Data extract ::
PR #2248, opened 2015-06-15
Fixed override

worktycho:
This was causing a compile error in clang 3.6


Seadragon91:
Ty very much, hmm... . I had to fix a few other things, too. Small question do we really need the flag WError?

Exercise instructions ::
What are the lines from the one with "Fixed override" through the end of the records above? Set them down exactly, both ends included, and nothing else.

Reply to the task ::
Fixed override

worktycho:
This was causing a compile error in clang 3.6


Seadragon91:
Ty very much, hmm... . I had to fix a few other things, too. Small question do we really need the flag WError?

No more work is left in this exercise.